What is needed is an exact retyping of the records below, from the first line through the line that contains "-26,6 +26,14 @@ module InteractivePageHelper".
** Opening Dataset extract block **
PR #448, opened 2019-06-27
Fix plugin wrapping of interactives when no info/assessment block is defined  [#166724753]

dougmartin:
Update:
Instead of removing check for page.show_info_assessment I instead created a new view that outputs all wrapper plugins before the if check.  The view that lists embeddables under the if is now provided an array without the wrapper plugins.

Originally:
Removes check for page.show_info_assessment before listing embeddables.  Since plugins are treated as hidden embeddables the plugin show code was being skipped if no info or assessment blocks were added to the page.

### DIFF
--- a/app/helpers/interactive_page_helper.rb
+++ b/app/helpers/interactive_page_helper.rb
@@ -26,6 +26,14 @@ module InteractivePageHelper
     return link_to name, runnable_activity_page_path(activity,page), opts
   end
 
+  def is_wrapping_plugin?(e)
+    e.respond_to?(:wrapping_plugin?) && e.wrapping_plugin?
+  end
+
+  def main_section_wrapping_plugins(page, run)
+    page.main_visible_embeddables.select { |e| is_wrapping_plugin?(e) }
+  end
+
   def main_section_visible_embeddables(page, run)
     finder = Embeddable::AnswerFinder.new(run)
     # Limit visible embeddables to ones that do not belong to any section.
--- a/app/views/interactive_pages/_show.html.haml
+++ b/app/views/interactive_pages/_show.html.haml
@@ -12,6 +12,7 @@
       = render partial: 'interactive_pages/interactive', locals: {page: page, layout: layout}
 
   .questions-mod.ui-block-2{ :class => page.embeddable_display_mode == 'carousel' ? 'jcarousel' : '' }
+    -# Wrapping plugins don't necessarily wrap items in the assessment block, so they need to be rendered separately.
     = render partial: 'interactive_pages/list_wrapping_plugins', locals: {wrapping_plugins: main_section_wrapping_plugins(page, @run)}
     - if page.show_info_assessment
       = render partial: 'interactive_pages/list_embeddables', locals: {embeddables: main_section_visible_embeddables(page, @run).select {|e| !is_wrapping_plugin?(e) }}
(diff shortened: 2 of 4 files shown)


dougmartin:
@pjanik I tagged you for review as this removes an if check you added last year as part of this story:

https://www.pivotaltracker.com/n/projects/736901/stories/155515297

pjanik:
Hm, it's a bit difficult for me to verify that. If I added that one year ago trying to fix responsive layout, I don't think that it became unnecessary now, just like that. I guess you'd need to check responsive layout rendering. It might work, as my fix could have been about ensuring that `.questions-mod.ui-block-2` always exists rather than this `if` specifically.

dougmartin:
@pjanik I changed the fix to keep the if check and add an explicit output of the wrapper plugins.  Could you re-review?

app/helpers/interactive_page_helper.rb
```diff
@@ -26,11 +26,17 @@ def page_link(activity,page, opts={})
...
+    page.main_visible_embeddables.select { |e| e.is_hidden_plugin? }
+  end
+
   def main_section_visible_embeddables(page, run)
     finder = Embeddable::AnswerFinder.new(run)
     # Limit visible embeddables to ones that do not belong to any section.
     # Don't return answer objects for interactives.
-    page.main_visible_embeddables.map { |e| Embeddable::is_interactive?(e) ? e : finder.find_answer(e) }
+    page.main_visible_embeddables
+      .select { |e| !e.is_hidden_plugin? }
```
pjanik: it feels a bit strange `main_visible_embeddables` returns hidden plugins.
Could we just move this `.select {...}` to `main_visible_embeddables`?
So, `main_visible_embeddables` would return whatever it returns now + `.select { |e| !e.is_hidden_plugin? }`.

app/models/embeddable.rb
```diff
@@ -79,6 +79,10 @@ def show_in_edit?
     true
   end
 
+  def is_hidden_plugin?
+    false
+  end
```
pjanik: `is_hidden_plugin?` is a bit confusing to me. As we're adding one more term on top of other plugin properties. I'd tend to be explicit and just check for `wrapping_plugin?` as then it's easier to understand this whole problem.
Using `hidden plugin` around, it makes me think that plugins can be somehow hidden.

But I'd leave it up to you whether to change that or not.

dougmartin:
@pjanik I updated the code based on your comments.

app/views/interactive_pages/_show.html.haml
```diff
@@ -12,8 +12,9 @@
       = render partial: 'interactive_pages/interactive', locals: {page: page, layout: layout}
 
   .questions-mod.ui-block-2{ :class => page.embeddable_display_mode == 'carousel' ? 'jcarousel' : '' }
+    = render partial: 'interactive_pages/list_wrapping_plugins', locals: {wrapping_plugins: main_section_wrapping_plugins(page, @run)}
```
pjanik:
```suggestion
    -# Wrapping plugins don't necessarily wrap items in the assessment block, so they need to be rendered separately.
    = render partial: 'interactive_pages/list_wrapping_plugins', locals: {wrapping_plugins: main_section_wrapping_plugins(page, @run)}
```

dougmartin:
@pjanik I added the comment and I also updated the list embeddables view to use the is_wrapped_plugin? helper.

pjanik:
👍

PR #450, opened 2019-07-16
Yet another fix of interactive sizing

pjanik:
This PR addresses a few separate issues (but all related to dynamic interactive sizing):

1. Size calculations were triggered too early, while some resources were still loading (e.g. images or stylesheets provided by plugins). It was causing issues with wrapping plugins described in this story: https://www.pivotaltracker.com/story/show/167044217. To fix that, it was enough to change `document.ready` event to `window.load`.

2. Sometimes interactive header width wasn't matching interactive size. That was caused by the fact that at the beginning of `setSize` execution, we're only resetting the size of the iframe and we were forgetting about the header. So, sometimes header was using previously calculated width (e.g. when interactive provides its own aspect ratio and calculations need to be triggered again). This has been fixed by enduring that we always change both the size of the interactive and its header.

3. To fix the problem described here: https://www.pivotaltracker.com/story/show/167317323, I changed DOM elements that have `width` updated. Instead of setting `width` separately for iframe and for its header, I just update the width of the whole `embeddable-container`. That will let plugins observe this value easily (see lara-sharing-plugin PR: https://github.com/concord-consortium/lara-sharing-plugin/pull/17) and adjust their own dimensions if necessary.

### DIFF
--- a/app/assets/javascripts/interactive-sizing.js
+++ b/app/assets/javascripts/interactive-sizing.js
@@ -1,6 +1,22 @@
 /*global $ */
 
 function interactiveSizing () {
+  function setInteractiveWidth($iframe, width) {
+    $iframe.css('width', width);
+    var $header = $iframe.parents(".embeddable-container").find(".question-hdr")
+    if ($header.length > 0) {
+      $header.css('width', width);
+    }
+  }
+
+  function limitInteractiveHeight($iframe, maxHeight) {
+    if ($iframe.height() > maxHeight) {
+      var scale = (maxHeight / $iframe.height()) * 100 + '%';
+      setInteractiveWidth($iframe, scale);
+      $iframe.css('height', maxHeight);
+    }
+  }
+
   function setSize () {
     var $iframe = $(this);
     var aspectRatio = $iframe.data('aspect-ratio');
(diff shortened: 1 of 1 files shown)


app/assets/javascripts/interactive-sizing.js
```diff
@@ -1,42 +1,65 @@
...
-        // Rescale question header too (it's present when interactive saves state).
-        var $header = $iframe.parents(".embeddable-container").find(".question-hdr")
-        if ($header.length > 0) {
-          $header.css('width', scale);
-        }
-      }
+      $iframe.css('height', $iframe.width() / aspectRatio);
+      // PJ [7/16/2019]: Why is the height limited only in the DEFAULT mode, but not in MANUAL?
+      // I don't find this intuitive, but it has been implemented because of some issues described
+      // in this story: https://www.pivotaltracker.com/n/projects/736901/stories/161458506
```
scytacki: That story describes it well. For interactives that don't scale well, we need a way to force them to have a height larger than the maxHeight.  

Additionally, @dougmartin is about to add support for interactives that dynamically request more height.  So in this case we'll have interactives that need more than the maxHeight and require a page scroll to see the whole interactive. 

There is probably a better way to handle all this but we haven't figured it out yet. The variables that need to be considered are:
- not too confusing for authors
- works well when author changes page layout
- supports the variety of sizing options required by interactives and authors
** Closing Dataset extract block **
Solution for this problem -
PR #448, opened 2019-06-27
Fix plugin wrapping of interactives when no info/assessment block is defined  [#166724753]

dougmartin:
Update:
Instead of removing check for page.show_info_assessment I instead created a new view that outputs all wrapper plugins before the if check.  The view that lists embeddables under the if is now provided an array without the wrapper plugins.

Originally:
Removes check for page.show_info_assessment before listing embeddables.  Since plugins are treated as hidden embeddables the plugin show code was being skipped if no info or assessment blocks were added to the page.

### DIFF
--- a/app/helpers/interactive_page_helper.rb
+++ b/app/helpers/interactive_page_helper.rb
@@ -26,6 +26,14 @@ module InteractivePageHelper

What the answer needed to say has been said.